╭─ INFORMATION GIVEN

PR #926, opened 2023-01-26
Fix CMake install so overriding works

tylerjw:
- Fix overriding of install: hardware_interface
- Fix overriding of install: controller_interface
- Fix overriding of install: ros2_control_test_assets
- Fix overriding of install: controller_manager
- Fix overriding of install: controller_manager_msgs
- Fix overriding of install: joint_limits
- Fix overriding of install: transmission_interface
- Upgrade CMake version

# Description

This is related to:
- https://github.com/ros-controls/kinematics_interface/pull/13

Here are the colcon docs on overriding: https://colcon.readthedocs.io/en/released/user/overriding-packages.html#how-to-make-it-easier-for-your-users-to-override

Here is the ament_cmake user guide: https://docs.ros.org/en/rolling/How-To-Guides/Ament-CMake-Documentation.html

These changes have been tested locally and are in line with the changes we have been making to CMake for MoveIt. There are a few goals here:
- Standardize the way we use CMake to be more declarative and modern
- Correctly use the ament tooling so building a source copy of this repo on a machine with a binary install works (also called overriding)

One thing I did not do is turn on `-Werror` or increase the warning set when building this library. Given the time I'll follow up with PRs that fix the warnings and turn on `-Werror`.

### DIFF
--- a/hardware_interface/CMakeLists.txt
+++ b/hardware_interface/CMakeLists.txt
@@ -1,64 +1,59 @@
-cmake_minimum_required(VERSION 3.5)
-project(hardware_interface)
+cmake_minimum_required(VERSION 3.16)
+project(hardware_interface LANGUAGES CXX)
 
-if(CMAKE_COMPILER_IS_GNUCXX OR CMAKE_CXX_COMPILER_ID MATCHES "Clang")
+if(CMAKE_CXX_COMPILER_ID MATCHES "(GNU|Clang)")
   add_compile_options(-Wall -Wextra)
 endif()
 
-set(THIS_PACKAGE_INCLUDE_DEPENDS
-    control_msgs
-    lifecycle_msgs
-    pluginlib
-    rclcpp_lifecycle
-    rcpputils
-    rcutils
-    tinyxml2_vendor
-    TinyXML2
-)
-
 find_package(ament_cmake REQUIRED)
-foreach(Dependency IN ITEMS ${THIS_PACKAGE_INCLUDE_DEPENDS})
-  find_package(${Dependency} REQUIRED)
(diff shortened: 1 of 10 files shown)


hardware_interface/CMakeLists.txt
```diff
@@ -123,65 +81,73 @@ if(BUILD_TESTING)
...
-ament_export_libraries(
-  fake_components
-  mock_components
-  ${PROJECT_NAME}
+install(
+  TARGETS
+    fake_components
+    mock_components
+    hardware_interface
+  EXPORT export_hardware_interface
```
destogl, line 145: Do we need here also the following?

```suggestion
  EXPORT export_fake_components
  EXPORT export_mock_components
  EXPORT export_hardware_interface
```

hardware_interface/CMakeLists.txt
```diff
@@ -123,65 +81,73 @@ if(BUILD_TESTING)
...
+  RUNTIME DESTINATION bin
+  ARCHIVE DESTINATION lib
+  LIBRARY DESTINATION lib
 )
+
+ament_export_targets(export_hardware_interface HAS_LIBRARY_TARGET)
```
destogl, line 151: Is exporting other libraries also needed?

destogl (approved):
I agree, just have two small comments that probably don't have to be discussed further.

hardware_interface/CMakeLists.txt
tylerjw: We are exploring them. The name here isn't important. They are all in the install target list.

bmagyar (approved):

╰─

The full listing above needs to be transcribed exactly.

▸ ANSWER SECTION:
PR #926, opened 2023-01-26
Fix CMake install so overriding works

tylerjw:
- Fix overriding of install: hardware_interface
- Fix overriding of install: controller_interface
- Fix overriding of install: ros2_control_test_assets
- Fix overriding of install: controller_manager
- Fix overriding of install: controller_manager_msgs
- Fix overriding of install: joint_limits
- Fix overriding of install: transmission_interface
- Upgrade CMake version

# Description

This is related to:
- https://github.com/ros-controls/kinematics_interface/pull/13

Here are the colcon docs on overriding: https://colcon.readthedocs.io/en/released/user/overriding-packages.html#how-to-make-it-easier-for-your-users-to-override

Here is the ament_cmake user guide: https://docs.ros.org/en/rolling/How-To-Guides/Ament-CMake-Documentation.html

These changes have been tested locally and are in line with the changes we have been making to CMake for MoveIt. There are a few goals here:
- Standardize the way we use CMake to be more declarative and modern
- Correctly use the ament tooling so building a source copy of this repo on a machine with a binary install works (also called overriding)

One thing I did not do is turn on `-Werror` or increase the warning set when building this library. Given the time I'll follow up with PRs that fix the warnings and turn on `-Werror`.

### DIFF
--- a/hardware_interface/CMakeLists.txt
+++ b/hardware_interface/CMakeLists.txt
@@ -1,64 +1,59 @@
-cmake_minimum_required(VERSION 3.5)
-project(hardware_interface)
+cmake_minimum_required(VERSION 3.16)
+project(hardware_interface LANGUAGES CXX)
 
-if(CMAKE_COMPILER_IS_GNUCXX OR CMAKE_CXX_COMPILER_ID MATCHES "Clang")
+if(CMAKE_CXX_COMPILER_ID MATCHES "(GNU|Clang)")
   add_compile_options(-Wall -Wextra)
 endif()
 
-set(THIS_PACKAGE_INCLUDE_DEPENDS
-    control_msgs
-    lifecycle_msgs
-    pluginlib
-    rclcpp_lifecycle
-    rcpputils
-    rcutils
-    tinyxml2_vendor
-    TinyXML2
-)
-
 find_package(ament_cmake REQUIRED)
-foreach(Dependency IN ITEMS ${THIS_PACKAGE_INCLUDE_DEPENDS})
-  find_package(${Dependency} REQUIRED)
(diff shortened: 1 of 10 files shown)


hardware_interface/CMakeLists.txt
```diff
@@ -123,65 +81,73 @@ if(BUILD_TESTING)
...
-ament_export_libraries(
-  fake_components
-  mock_components
-  ${PROJECT_NAME}
+install(
+  TARGETS
+    fake_components
+    mock_components
+    hardware_interface
+  EXPORT export_hardware_interface
```
destogl, line 145: Do we need here also the following?

```suggestion
  EXPORT export_fake_components
  EXPORT export_mock_components
  EXPORT export_hardware_interface
```

hardware_interface/CMakeLists.txt
```diff
@@ -123,65 +81,73 @@ if(BUILD_TESTING)
...
+  RUNTIME DESTINATION bin
+  ARCHIVE DESTINATION lib
+  LIBRARY DESTINATION lib
 )
+
+ament_export_targets(export_hardware_interface HAS_LIBRARY_TARGET)
```
destogl, line 151: Is exporting other libraries also needed?

destogl (approved):
I agree, just have two small comments that probably don't have to be discussed further.

hardware_interface/CMakeLists.txt
tylerjw: We are exploring them. The name here isn't important. They are all in the install target list.

bmagyar (approved):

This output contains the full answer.